What you need to do> Copy each line of the data beneath in which the word "approved" appears.

╭─ Exercise inputs

Issue #715, opened 2017-01-25
[RFC] Case Insensitive Logins


lasley:
[This module is actually pre-existing](https://github.com/LasLabs/odoo-base/tree/9.0/res_users_case_insensitive) & I completely forgot it existed until a customer needed it in their v10. I propose moving it to OCA for v10.

Basically the module just creates logins as all lowercase & adds a case insensitive search for them. It is meant to be installed on a new database, because it is possible that two logins could be conflicting in a pre-existing database due to case sensitivity.

It's been a while since we looked at it, so we'd probably give it some sort of overhaul to not make it so incredibly simplistic. An immediate feature that comes to mind is a hook to determine if there are logins that would conflict on a pre-existing database & convert all logins to lowercase if they don't.

Anyone have thoughts or a need for this?

dreispt:
I'm using LDAP auth with M$ Active Directory (tm), and usernames are case insensitive there.
Allowing the login username lookup to be case insensitive would be nice for the users.
Another nice improvement would be to trim whitespace around the username: I found that when typing them in mobile devices we can sometimes get an extra space at the end.

lasley:
> I'm using LDAP auth 

This is my use-case as well. We have also noticed a measurable amount of end user contact to our customers due to missing accounts that really just have a capital letter in the username.

> Another nice improvement would be to trim whitespace around the username:

Good call. So maybe we should generalize the name a bit, something like `user_login_usability`?

dreispt:
Sounds good.

dreispt:
I think `case_insensitive` is more meaningful.
I suggest `auth_user_insensitive`

lasley:
Closing to track in #826

PR #826, opened 2017-05-05
[10.0] [ADD]: auth_user_insensitive

tedsalmon:
This PR fixes https://github.com/OCA/server-tools/issues/715

This module will make all Odoo logins case insensitive by hooking into methods of `res.users`

cc @lasley


auth_user_insensitive/README.rst
```diff
@@ -0,0 +1,56 @@
+.. image:: https://img.shields.io/badge/licence-AGPL--3-blue.svg
+   :target: http://www.gnu.org/licenses/agpl-3.0-standalone.html
+   :alt: License: AGPL-3
```
lasley: Switch up to LGPL please

auth_user_insensitive/README.rst
```diff
@@ -0,0 +1,56 @@
...
+
+* Odoo Community Association: `Icon <https://github.com/OCA/maintainer-tools/blob/master/template/module/static/description/icon.svg>`_.
+
+Contributors
+------------
+
+* Dave Lasley <dave@laslabs.com>
+* Ted Salmon <tsalmon@laslabs.com>
+
+
```
lasley: Too much whitespace

auth_user_insensitive/__manifest__.py
```diff
@@ -0,0 +1,18 @@
...
+    "category": "Authentication",
+    "website": "https://laslabs.com/",
+    "author": "LasLabs, Odoo Community Association (OCA)",
+    "license": "AGPL-3",
+    "application": False,
+    'installable': True,
+    "depends": [
+        "mail",
+    ],
+    "data": [],
```
lasley: Remove blank key

auth_user_insensitive/models/res_users.py
```diff
@@ -0,0 +1,41 @@
...
+from odoo import api, fields, models
+
+
+class ResUsers(models.Model):
+
+    _inherit = 'res.users'
+
+    login = fields.Char(
+        'Login',
+        size=64,
```
lasley: Remove, [no size limit in core](https://github.com/odoo/odoo/blob/9e159ef2048574d179a9afb2226397e962aa5725/odoo/addons/base/res/res_users.py#L193)

lasley (changes requested):
Thanks @tedsalmon - comments inline

Please also make a pre init hook to make sure that there are no logins that will conflict once the module is installed (e.g. `dave` & `Dave` would conflict), and raise an exception if so. Make sure to [follow these directions](https://github.com/OCA/maintainer-tools/blob/master/template/module/hooks.py#L11) for avoiding broken db.

Please also add a post_init_hook to convert all logins to lowercase, otherwise there could be future conflicts without warning.

auth_user_insensitive/models/res_users.py
dreispt: Do we really need to redefine the `login` field?

auth_user_insensitive/models/res_users.py
```diff
@@ -0,0 +1,41 @@
...
+        required=True,
+        help='Used to log into the system. Case insensitive.',
+    )
+
+    @api.model
+    def search(self, domain, *args, **kwargs):
+        """ Overload search to lowercase name domains. This can't be done in
+        a regular search method as the field is not computed
```
dreispt: Aren't ILIKE SQL searches already case insensitive?

auth_user_insensitive/models/res_users.py
```diff
@@ -0,0 +1,41 @@
...
+        """
+        for idx, _domain in enumerate(domain):
+            if _domain[0] == 'login':
+                lower = _domain[2].lower() if _domain[2] else False
+                domain[idx] = (_domain[0], _domain[1], lower)
+        return super(ResUsers, self).search(domain, *args, **kwargs)
+
+    @api.model
+    def create(self, vals, ):
```
dreispt: Remove the trailing comma

dreispt (commented):
I miss an extension to the authentication method, to "enforce" the lowercase at auth validation time:
Given a login name as an input, it first tried an exact match (with upper and lower case). If not found, it will then try to find a lowercase match.

auth_user_insensitive/models/res_users.py
lasley: It's just for the help attribute to say case insensitive. I think that it is worth the addition, but I don't guess it's a necessary thing to keep.

auth_user_insensitive/models/res_users.py
lasley: Yup, but `ILIKE` wouldn't cover all the operators. Also, it's slower than `=`

auth_user_insensitive/models/res_users.py
dreispt: AFAIK, for that you can use `login = fields.Char(help='...')`

auth_user_insensitive/models/res_users.py
dreispt: But isn't ILIKE the default operator used both on the search view and on the authentication method? If so, that's all we need.

lasley: Yup it's the default in the search view, but [The `_login` method (called by `authenticate`) looks to use `=`](https://github.com/odoo/odoo/blob/10.0/odoo/addons/base/res/res_users.py#L456).

nhomar:
I honestly do not like the concept of this feature and it is too intrusive in the code for the value it adds in the system.

IMHO this should not be in OCA.

hbrunn:
@nhomar I think we should never dismiss modules for our own estimation of the value. usually people submit stuff because it fixes some problem, that's their value. let's look at the technical stuff, and indeed, it's tricky here

lasley:
Agreed with @hbrunn - I wouldn't have spent precious engineering hours developing this without a good reason:
* Active Directory is case insensitive. Case sensitive logins create conflicts, and are a security issue
* Old people, and otherwise tech-illiterates, generate a significant amount of support tickets for account merges because they capitalized their email during sign up, couldn't get reset emails, then created another account with different capitalization

hbrunn:
this module, as all modules which mess with login methods, might or might not interfere with ldap logins, or some other alternative auth mechanism. we can't use this as argument, because 1st there's currently no technical possibility to fix this properly (but oca modules at least could follow some dependency rule), and second we already have mutually exclusive auth-related modules, and that's the great thing: We only install what we want

hbrunn:
(I don't want to be the @pedrobaeza in the party here, but don't you think `user_insensitive` sends the wrong message? I think we can have the extra 5 bytes for `case_`...)

lasley:
I'm indifferent TBH, but we switched it due to https://github.com/OCA/server-tools/issues/715#issuecomment-279555759. @dreispt thoughts?

tedsalmon:
I think adding `case_` would make more sense but I went with what #715 called for.

Anyways, comments attended to!

auth_user_insensitive/models/res_users.py
dreispt: IMO it's more explicit to extend `_login` to use [`=ilike`](https://www.odoo.com/documentation/10.0/reference/orm.html#domains) instead of `=`. No ``search()` magic needed that way.
And this extension would run after and if the default `=` search fails.

dreispt:
@lasley its rude to call your users "insensitive" :wink:

lasley (approved):

auth_user_case_insensitive/models/res_users.py
```diff
@@ -0,0 +1,38 @@
...
+    @api.model
+    def search(self, domain, *args, **kwargs):
+        """ Overload search to lowercase name domains. This can't be done in
+        a regular search method as the field is not computed
+        """
+        for idx, _domain in enumerate(domain):
+            if _domain[0] == 'login':
+                lower = _domain[2].lower() if _domain[2] else False
+                domain[idx] = (_domain[0], _domain[1], lower)
+        return super(ResUsers, self).search(domain, *args, **kwargs)
```
dreispt: I dislike this. I still think that instead of hacking the `search()` method, we should extend the `_login`/`authenticate` method.

lasley: Technically we can just remove this and not add anything else. All new logins are being stored as lowercase, and we now have a hook to check for conflicting + convert existing logins

dreispt: True, but when we have case insensivity, an user expects to be able to login typing wither "eric", "Eric" or "ERIC".
To avoid hacking search(), we can just extend `_login` to lowercase the login before calling super(),

tedsalmon: Change has been made :). It was annoying to test, since `_login` uses a fresh cursor 😡, but it all worked out!

auth_user_case_insensitive/README.rst
```diff
@@ -0,0 +1,54 @@
...
+This module makes user logins case insensitive. It also overwrites the
+search method to allow these case insensitive logins to work on a database
+that previously had case sensitive logins.
+
+Installation
+============
+
+Install this module as you would any other. No further configuration is
+required.
+
```
dreispt, line 18: It is relevant to add that existing logins will all be converted to lowercase upon installation.

dreispt (approved):

auth_user_case_insensitive/README.rst
lasley: @tedsalmon please attend to this so we can merge

PR #830, opened 2017-05-06
[10.0] [ADD] user_immutable: Add Module

### LINKED ISSUE #810: [RFC] user_immutable: Immutable User Permission
This module will provide a new security group `Immutable`. Users with this permission will be protected from write or deletion from users that are not within this security group. 

This group would only be able to be assigned to users by users that are already in the group, and the builtin super user will be the only default with the permission.

The trick is that we cannot allow the built-in super user to circumvent this permission if they do not have permission explicitly defined. The goal is to allow for a customer controlled built-in super user, while still locking out the ability for them to delete my service users.

Does anyone know any existing code that I could base on for this, or maybe a strategy that's currently in use for similar?

tedsalmon:
User Immutable
==============

This module adds a group named `Immutable` which cannot be altered by users 
outside of that group. By default, the `Administrator` user is the only user
given access to this group on install. This module also adds protections 
against non-members granting/revoking membership to this group.

Installation
============

* Install module as normal

Usage
=====

Simply add any user to the `Immutable` group, provided that your login user 
is a member of that group already.

This fixes #810 

cc @lasley


tedsalmon:
Hmm, the build is failing due to a conflict with another module. I'll have to sort that out.

tedsalmon:
And it's fixed! Just had to sort out the demo data :)

user_immutable/README.md
```diff
@@ -0,0 +1,77 @@
...
+
+Installation
+============
+
+* Install module as normal
+
+Configuration
+=============
+
+None
```
lasley: Remove blank sections

user_immutable/__manifest__.py
```diff
@@ -0,0 +1,20 @@
+# -*- coding: utf-8 -*-
+# Copyright 2017 LasLabs Inc.
+# License LGPL-3.0 or later (http://www.gnu.org/licenses/lgpl.html).
+{
+    "name": "Immutable Users",
+    "summary": "Add Immutable User Support",
+    "version": "10.0.1.0.0",
+    "category": "Authentication",
+    "website": "https://www.laslabs.com",
+    "author": "LasLabs Inc, Odoo Community Association (OCA)",
```
lasley: No Inc in the author

user_immutable/models/res_groups.py
```diff
@@ -0,0 +1,30 @@
...
+
+    @api.multi
+    def write(self, vals):
+        """ Override write to verify that access to the `Immutable` group is
+        not given or removed by users without access """
+        immutable_id = -1
+        try:
+            immutable_id = self.env.ref(IMMUTABLE).id
+        except ValueError:
+            pass
```
lasley: ["Errors should never pass silently.](https://www.python.org/dev/peps/pep-0020/)

user_immutable/models/res_groups.py
```diff
@@ -0,0 +1,30 @@
...
+        if self.id == immutable_id and vals.get('users'):
+            if not self.env.user.has_group(IMMUTABLE):
+                raise AccessError(
```
lasley: `AccessError(_(`

user_immutable/models/res_groups.py
```diff
@@ -0,0 +1,30 @@
...
+    @api.multi
+    def write(self, vals):
+        """ Override write to verify that access to the `Immutable` group is
+        not given or removed by users without access """
+        immutable_id = -1
+        try:
+            immutable_id = self.env.ref(IMMUTABLE).id
+        except ValueError:
+            pass
+        if self.id == immutable_id and vals.get('users'):
```
lasley: This expects singleton

user_immutable/models/res_users.py
```diff
@@ -0,0 +1,43 @@
+# -*- coding: utf-8 -*-
+# Copyright 2017 LasLabs Inc.
+# License LGPL-3.0 or later (http://www.gnu.org/licenses/lgpl.html).
+
+from odoo import api, models
+from odoo.exceptions import AccessError
+
+IMMUTABLE = 'user_immutable.group_immutable'
```
lasley: Why defining this constant in two files?

user_immutable/models/res_users.py
```diff
@@ -0,0 +1,43 @@
...
+class ResUsers(models.Model):
+
+    _inherit = 'res.users'
+
+    def _check_immutable(self):
+        """ Check to see if the user being edited is Immutable and if so,
+        make sure that the user performing the action has access """
+        if self.has_group(IMMUTABLE):
+            if not self.env.user.has_group(IMMUTABLE):
+                raise AccessError(
```
lasley: `AccessError(_(`

user_immutable/models/res_users.py
```diff
@@ -0,0 +1,43 @@
...
+
+IMMUTABLE = 'user_immutable.group_immutable'
+
+
+class ResUsers(models.Model):
+
+    _inherit = 'res.users'
+
+    def _check_immutable(self):
+        """ Check to see if the user being edited is Immutable and if so,
```
lasley, line 16: [all doc blocks are out of spec](https://www.python.org/dev/peps/pep-0257/#multi-line-docstrings)

user_immutable/models/res_users.py
```diff
@@ -0,0 +1,43 @@
...
+
+    @api.multi
+    def write(self, vals):
+        """ Override write to verify that there are no alterations to users
+        whom are members of the `Immutable` group. """
+        self._check_immutable()
+        immutable = self.env.ref(IMMUTABLE)
+        has_group = self.env.user.has_group(IMMUTABLE)
+        if vals.get('in_group_%s' % immutable.id) and not has_group:
+                raise AccessError(
```
lasley: Translate

user_immutable/models/res_users.py
```diff
@@ -0,0 +1,43 @@
...
+                    'access to it'
+                )
+        return super(ResUsers, self).write(vals)
+
+    @api.multi
+    def unlink(self):
+        """ Override unlink to verify that there are no deletions of users
+        whom are members of the `Immutable` group. """
+        self._check_immutable()
+        return super(ResUsers, self).unlink()
```
lasley: Untested

lasley (changes requested):
Thanks @tedsalmon

user_immutable/models/res_users.py
tedsalmon: I always screw these up. I even looked at that PEP earlier that day. (retardedsadpanda)

tedsalmon:
Alright, @lasley. Comments have been attended to :)

user_immutable/README.md
```diff
@@ -0,0 +1,68 @@
+.. image:: https://img.shields.io/badge/license-LGPL--3-blue.svg
```
lasley: This should be an RST

user_immutable/__manifest__.py
```diff
@@ -0,0 +1,20 @@
...
+# Copyright 2017 LasLabs Inc.
+# License LGPL-3.0 or later (http://www.gnu.org/licenses/lgpl.html).
+{
+    "name": "Immutable Users",
+    "summary": "Add Immutable User Support",
+    "version": "10.0.1.0.0",
+    "category": "Authentication",
+    "website": "https://www.laslabs.com",
+    "author": "LasLabs, Odoo Community Association (OCA)",
+    "license": "AGPL-3",
```
lasley: LGPL-3

user_immutable/models/res_groups.py
```diff
@@ -0,0 +1,36 @@
...
+class ResGroups(models.Model):
+
+    _inherit = 'res.groups'
+
+    @api.multi
+    def write(self, vals):
+        """ Override write to verify that access to the `Immutable` group is
+        not given or removed by users without access
+        """
+        immutable_id = -1
```
lasley:
```
immutable = self.env.ref(IMMUTABLE, raise_if_not_found=False)
```

Also before this do
```
if not vals.get('users') or self.env.user.has_group(IMMUTABLE):
    return super(ResGroups, self).write(vals)
```

user_immutable/models/res_groups.py
```diff
@@ -0,0 +1,36 @@
...
+        try:
+            immutable_id = self.env.ref(IMMUTABLE).id
+        except ValueError:
+            logger.info('ValueError raised due to `Immutable` group not yet '
+                        'having been created')
+        for rec in self:
```
lasley:
```
self.filtered(lambda r: r == immutable)
```

lasley (changes requested):

user_immutable/models/res_groups.py
```diff
@@ -0,0 +1,28 @@
...
+
+    @api.multi
+    def write(self, vals):
+        """ Override write to verify that access to the `Immutable` group is
+        not given or removed by users without access
+        """
+        if not vals.get('users') or self.env.user.has_group(IMMUTABLE):
+            return super(ResGroups, self).write(vals)
+        immutable = self.env.ref(IMMUTABLE, raise_if_not_found=False)
+        if len(self.filtered(lambda r: r == immutable)):
```
rco-odoo: The following is equivalent as more readable IMHO:
```python
    if immutable and immutable in self:
```

rco-odoo (commented):
Just a small hint...

user_immutable/models/res_users.py
```diff
@@ -0,0 +1,46 @@
...
+                  'access to it')
+            )
+        return super(ResUsers, self).write(vals)
+
+    @api.multi
+    def unlink(self):
+        """ Override unlink to verify that there are no deletions of users
+        whom are members of the `Immutable` group
+        """
+        self._check_immutable()
```
Fenkiou: I'm not sure, but if you unlink multiple `res.users` at one time, the call to `_check_immutable()` that calls [has_group](https://github.com/odoo/odoo/blob/10.0/odoo/addons/base/res/res_users.py#L542) will produce an error because `self` will be a recordset.

If I'm right, you should use a `for rec in self`loop.

tedsalmon:
@rco-odoo / @Fenkiou,

Comments attended to -- Thanks for your reviews!

gurneyalex (approved):

Fenkiou (approved):

lasley (approved):

PR #832, opened 2017-05-08
[Add] odoo server maintenance

newtratip:
I have new module is odoo_server_maintenance for lock user if that user is in maintenance mode so they will can not login but if user not in maintenance mode user can normal login


newtratip:
Sorry, wrong PR.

╰─

Problem solution>
lasley (approved):
dreispt (approved):
gurneyalex (approved):
Fenkiou (approved):
lasley (approved):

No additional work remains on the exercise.